The Word of God then, is Jesus. This is the Word let loose by God over chaos in Genesis 1 to say, “Let there be light” and there was light, “Let there be land” and there was land. “Let there be stars and sun, moons and planets, and human beings made in My image” and all those things and more came into being.
We can speak of the Bible as the Word of God because, from Genesis to Revelation, it points us to Jesus the Word of God.
The Word about Jesus that God so loved the world He gave His only Son that whoever believes in Him will not be condemned for their sin, but live with God eternally, can be imparted in many ways: over coffee with a friend, in a locker room at school, during lunch with a co-worker, from a pulpit, in small groups studying God’s Word together.
And we will know when we’ve heard the Word of God when it conforms to all that God reveals about Himself in the Bible’s sixty-six books and when it challenges us or comforts us or stretches us to be remade by God to look more like Jesus Himself.
We know the Word of God is in the Bible when we see the impact it has on us or others, how it challenges us to turn from sin, how it incites us to trust in Jesus Christ, how it empowers us to pray, to witness, to serve, all because this Word from and about Jesus sets us free to live for the Savior Who lived and died for us.

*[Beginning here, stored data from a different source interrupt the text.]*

PR #1902, opened 2025-12-02
Improve findByActivity

melroy89:
- Small improvements to the find by activity magazine SQL query.

Currently on fedia.io you will see this "top section" at the "[people](https://fedia.io/people)" overview for example:

image

Not only is this query not accurate. It also show invalid magazines here now, like 'porn' or [NonPoliticalTwitter](https://fedia.io/m/NonPoliticalTwitter/people), since are both showing 404s. 

Let see if this PR improvement solves all that.

I got it running now on my instance: https://kbin.melroy.org/people

### DIFF
--- a/translations/messages.de.yaml
+++ b/translations/messages.de.yaml
@@ -545,7 +545,7 @@ last_active: Zuletzt Aktiv
 purge_content: Lösche Inhalt endgültig
 oauth2.grant.domain.subscribe: Abonniere oder Deabonniere Domains und zeige die 
   Domains die du abonniert hast.
-magazine_theme_appearance_icon: Eigenes Icon für das Magazin.
+magazine_theme_appearance_icon: Benutzerdefiniertes Icon für das Magazin.
 oauth2.grant.moderate.magazine.ban.create: Sperre Nutzer in deinen moderierten 
   Magazinen.
 oauth2.grant.admin.user.delete: Lösche Nutzer von deiner Instanz.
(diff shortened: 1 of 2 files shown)


src/Repository/MagazineRepository.php
```diff
@@ -380,8 +380,13 @@ public function findByActivity()
...
             ->andWhere('m.postCount > 0')
             ->orWhere('m.entryCount > 0')
-            ->orderBy('m.postCount', 'DESC')
+            ->andWhere('m.lastActive >= :date')
+            ->andWhere('m.isAdult = false')
+            ->andWhere('m.visibility = :visibility')
             ->setMaxResults(50)
+            ->setParameter('date', new \DateTime('-5 months'))
+            ->setParameter('visibility', VisibilityInterface::VISIBILITY_VISIBLE)
+            ->orderBy('m.entryCount', 'DESC')
```
blued-gear, line 389: Would you move `orderBy()` just below the last `andWhere()`?

I think it fits better as it represents a SQL statement, while all lines below `setMaxResults()` are about building / running the query setup.

melroy89: I dunno. It will end up being the same sql query no matter what here xd

melroy89: In the end it will create exactly the same query.

But normally the order by is later in the query. Like first you have select. Then the joins, then the where, then the order by, finally the limit.

Ignore the setParameter, that's just for the where as well.

blued-gear: > In the end it will create exactly the same query.

Exactly, so the code can be arranged for better readability without harm :p

> Like first you have select. Then the joins, then the where, then the order by, finally the limit.

And currently it is WHERE (line 381 - 385), LIMIT (line 386) and after that ORDER BY (line 389).

blued-gear: I don't want to be too nitpicky, so I am going to approve the PR. You can change the lineorder as you see fit.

The Word of God we find in the Bible is a mighty wind blowing away the old and dead and breathing life into the new and eternal.
The Bible is the Word of God. When we let it have its way with us, we won’t need evidence to prove that. The evidence will be found in what that Word does in us, to us, and for us.
Let the Word do its work in you. Amen
[Blogger Mark Daniels is pastor of Living Water Lutheran Church in Centerville, Ohio. This message was presented during the midweek Lenten service on Wednesday night.]